Such probability of occurrence of each unit frame may be used to
determine the unit frame's relevance for emotion recognition. For
example, a unit frame that has a higher probability of occurrence
in the input speech may be considered to contain more relevant
data. Thus, the relevance of a unit frame with a higher probability
of occurrence can be determined as having a higher value. On the
contrary, the relevance of a unit frame with a lower probability of
occurrence may be determined as having a lower value.

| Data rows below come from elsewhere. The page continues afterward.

Issue #188, opened 2026-04-19
feat: SQLite as single runtime store — one flag, one file, everything else is UI


eloylp:
## Vision

The daemon's only startup parameter is a SQLite database path. Everything — agents, skills, prompts, repos, bindings, backends, dispatch config, HTTP config, log config, memory, traces, events — lives in that one file. YAML becomes an import/export format for sharing configurations, not a runtime dependency.

```bash
# That's it. Everything else is configured via the UI.
./agents --db /var/lib/agents/agents.db

# First setup (or sharing a config):
./agents --db agents.db --import config.yaml
```

### Why

The current YAML config is ~150 lines, requires SSH + text editing + daemon restart for every change. That's not a product. A product is: open the dashboard, click "Add agent", fill the form, save — it's live.

### What moves to SQLite

**Everything except the DB path itself.**

| Entity | Currently | In SQLite | Hot-reload? |
|---|---|---|---|
| Agents (name, backend, skills, prompt, flags) | YAML + prompt files | `agents` table (prompt inline as TEXT) | Yes — next run |
| Skills (name, prompt) | YAML + skill files | `skills` table (prompt inline) | Yes — next run |
| Repos + bindings | YAML | `repos` + `bindings` | Yes — cron re-registers |
| AI backends (command, args, env, timeout) | YAML | `backends` | Yes — next run |
| Dispatch config (depth, fanout, dedup) | YAML | `dispatch_config` | Yes — immediate |
| HTTP config (listen addr, timeouts, paths) | YAML | `http_config` | Read at boot from DB |
| Log config (level, format) | YAML | `log_config` | Read at boot from DB |
| Proxy config | YAML | `proxy_config` | Read at boot (server rebind) |
| Prompts | Files on disk (`prompts/`) | Inline in `agents` or `skills` TEXT columns | Yes — next run |
| Memory | Files on disk (`memory_dir/`) | `memory` table with TTL cleanup | Staging file per run (see below) |
| Traces | In-memory ring buffer | `traces` table | Persistent across restarts |
| Events | In-memory ring buffer | `events` table | Persistent across restarts |
| Dispatch history | In-memory | `dispatch_history` | Persistent |

**No more `prompt_file`.** Prompts are TEXT columns. YAML export writes them as `prompt: |` block scalars. Import parses them back.

### Memory staging mechanism

Agents write memory to a filesystem path via MCP tools (the CLI doesn't know about SQLite). Solution:

[...]

PR #204, opened 2026-04-20
feat: SQLite foundation (Phase 1) — --db and --import flags

eloylp:
## Summary

Implements Phase 1 of #188: a SQLite-backed config store as a first-class alternative to YAML, with zero changes to any downstream package.

- **`internal/store`** — new package: `Open` (create/migrate), `Import` (YAML→DB), `Load` (DB→`*config.Config`), `LoadAndValidate` (full startup path).
- **Schema** (`migrations/001_init.sql`): `config` (key/value for daemon settings), `backends`, `skills`, `agents`, `repos`, `bindings`. Arrays/maps stored as JSON text. Migrations are embedded and tracked via `schema_migrations`.
- **`config.FinishLoad`** exported: applies defaults + normalization + secret resolution + validation without re-running prompt-file I/O — used by the store after loading from DB.
- **`--db <path>`**: use the SQLite database instead of `--config`.
- **`--import <yaml>`** (requires `--db`): parse YAML → upsert into DB → load from DB. Prints row counts on success (`imported N backends, N skills, ...`).
- Resolved secrets (`WebhookSecret`, `APIKey`) are **never written** to the database; only env-var names are persisted and re-resolved at startup.
- Dockerfile bumped to `golang:1.25-alpine` (required by `modernc.org/sqlite ≥ 1.49`).
- `modernc.org/sqlite` chosen for pure-Go, CGO-free builds.

### Migration path for existing users

```bash
# Import once from existing YAML:
./agents --db agents.db --import config.yaml
# → "import: imported 2 backends, 6 skills, 11 agents, 1 repos, 14 bindings"

# All subsequent starts:
./agents --db agents.db
```

YAML path remains fully supported — no breaking change.

## Test plan

- [x] `go test ./...` — all 11 packages pass
- [x] `TestOpenAndMigrate` — open/create DB, idempotent second open
- [x] `TestImportLoad` — full round-trip: Import → Load, verifies every field class (daemon settings, backends with args/env, skills, agents with booleans and JSON arrays, repos, bindings with all three trigger types and enabled/disabled state)
- [x] `TestImportIsIdempotent` — double import does not fail
- [x] `TestCountFrom` — row counts after import
- [x] `TestLoadEmptyDatabase` — descriptive error on fresh DB


eloylp:
---
## PR Review — pr-reviewer

**Verdict:** REQUEST_CHANGES

### Findings
- **[high]** `internal/store/store.go:317` — `Import` is not idempotent for repo bindings. Every re-import appends new rows to `bindings` without deleting or upserting the existing rows for that repo, so the same YAML imported twice produces duplicate triggers and duplicate agent executions. `TestImportIsIdempotent` currently documents this behavior instead of catching it, which means the bug will keep shipping.
- **[medium]** `cmd/agents/main.go:194` — `--import` is documented as requiring `--db`, but the code silently ignores it when `--db` is empty and just falls back to `config.Load(configPath)`. That makes a mistyped invocation look successful while skipping the import entirely; this should fail fast with a clear CLI error.

### Summary
The SQLite foundation is close, but the import path still has correctness gaps that can duplicate automation and silently ignore an invalid flag combination.

---

eloylp:
---
## PR Review — pr-reviewer

**Verdict:** REQUEST_CHANGES

### Findings
- **[medium]** `cmd/agents/main.go:211` / `internal/store/store.go:599` — the success message says `imported ...`, but the code prints whole-table counts after the transaction, not the number of rows touched by this import. On any non-empty database, especially with merge semantics, a second import can report stale rows as newly imported and hide whether the YAML actually changed anything.
- **[low]** `internal/store/store.go:460` / `internal/store/store.go:505` / `internal/store/store.go:538` — the DB read path drops all deterministic ordering for agents, repos, and bindings. YAML preserves author order, but the SQLite path now returns whatever row order the engine happens to choose, which makes `/api/config` output and future export/import diffs unstable. The current round-trip test also bakes in insertion order rather than asserting explicitly on sorted data.

### Summary
The DB foundation is workable, but the current import feedback is misleading on non-empty databases and the load path should make ordering guarantees explicit before this becomes user-visible drift.

---

eloylp:
All four findings from both review rounds have been addressed in commit 315574d:

**[high] Idempotent binding import**: `importRepos` now runs `DELETE FROM bindings WHERE repo=?` before re-inserting, so bindings are replace-all per repo. A second import of the same YAML produces exactly the same row count as the first. `TestImportIsIdempotent` now asserts `counts.Bindings == 3` after a double import (the comment documenting the duplicate-row behavior has been removed).

**[medium] --import without --db fails fast**: `loadConfig` now checks `importPath != "" && dbPath == ""` before the `dbPath == ""` branch and returns an error immediately. A mistyped invocation no longer silently falls back to loading the YAML config.

**[medium] Accurate import count**: Replaced `CountFrom(db)` in the success message with a direct count from the source config (`len(yamlCfg.Agents)`, etc.). The logged numbers now reflect exactly what was written regardless of any pre-existing rows in the database.

**[low] Deterministic load ordering**: `loadAgents` and `loadRepos` now use `ORDER BY name`; `loadBindingsForRepo` uses `ORDER BY id` (preserving YAML insertion order since bindings are delete-and-reinsert per import).

eloylp:
---
## PR Review — pr-reviewer

**Verdict:** REQUEST_CHANGES

### Findings
- **[high]** `internal/store/store.go:48` — `PRAGMA foreign_keys=ON` is only applied to the one SQLite connection that executes this statement. `*sql.DB` is a connection pool, and SQLite requires foreign-key enforcement to be enabled separately on every connection, so later transactions can still run with FK checks off. In practice that means this store can accept orphaned `bindings` rows or other invalid references depending on which pooled connection services the query.
- **[high]** `internal/store/store.go:245` / `internal/store/store.go:282` / `internal/store/store.go:298` — the import path still uses `INSERT OR REPLACE` for parent tables. In SQLite, `REPLACE` deletes the existing row before inserting the new one; once foreign keys are reliably enabled, re-importing a config that already has `bindings` will abort when it tries to replace the referenced `agents` or `repos` rows. This needs a real upsert (`ON CONFLICT DO UPDATE` or explicit `UPDATE`+`INSERT`) plus a regression test that exercises a second import with FK enforcement actually on.

### Summary
The revised import path fixed the earlier counting and ordering issues, but the current SQLite usage still leaves referential integrity unreliable and will break re-imports once foreign keys are enforced correctly.

---

eloylp:
---
## PR Review — pr-reviewer

**Verdict:** APPROVE

### Findings
- None.

### Summary
The revised SQLite foundation addresses the earlier import and ordering issues; the remaining read/write path is coherent, validated on startup, and keeps the new storage concern contained in `internal/store`.

---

Among all
unit frames having their relevance value set in this manner, only
the unit frames whose relevance values are, for example, top 10%
may be determined as key frames.
[0073] Further, the key-frame selector 15 may calculate a
probability of presence of a unit frame in reference data 140, and
when the obtained probability satisfies a predetermined criterion,
determine the unit frame as being key frame.
[0074] The reference data 140 is collected in advance and stored in
memory. The reference data 140 may include frames of voice data
that has been previously used for speech emotion analysis, namely,
t reference frames. Here, t may denote a value that is much greater
than n. For example, if n denotes several hundred, t may denote
several million or several thousand. The reference data is
collected based on the previous input speech, and is thus presumed
to contain quite a lot of neutral noise information that is
irrelevant to the emotion of the speaker. The reference data 140
may include t reference frames and t parameter vectors
corresponding to the reference frames, which will be described in
detail below with reference to FIG. 3.
[0075] FIG. 3 is a diagram illustrating an example of reference
data including t reference frames and parameter vectors, which is
previously stored in the apparatus of FIG. 1.
[0076] Referring to FIG. 3, the reference data 140 may include t
reference frames BF1 141, BF2 142, . . . , and BFT 143, and t
parameter vectors P1, P2, . . . , and PT corresponding to the
reference frames.
[0077] Referring back to FIG. 1, n unit frames within the speech
data 120 and the t reference frames within the reference data 140
both have parameter vectors, such as spectrum MFCC, or formant, so
that they can be compared to each other with respect to their
parameter vectors. Thus, there may be a plurality of reference
frames that have the same parameter vector or parameter vectors
that are similar to a certain extent to those of the unit frames.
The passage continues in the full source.